Stored data entries

---*---

PR #2907, opened 2016-05-21
Add comment stats to user stats endpoint and redesign submission stats json

weilandia:
We added stats listing the following data points: total_comments_received, total_comments_received_from_others, total_comments_created, total_comments_given_to_others, days_since_last_comment_given, days_since_last_comment_received.

Additionally, we redesiged the json structure for the submission statistics. Now, the submission_statistics hash has a value which is a hash that has track_ids as keys.

@adriennedomingus
@adamhundley

### DIFF
--- a/lib/exercism/user_statistics.rb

---*---

> [Requirement] Whenever a line in the records contains the word "submission", copy that line.

> [Output below]
Add comment stats to user stats endpoint and redesign submission stats json
Additionally, we redesiged the json structure for the submission statistics. Now, the submission_statistics hash has a value which is a hash that has track_ids as keys.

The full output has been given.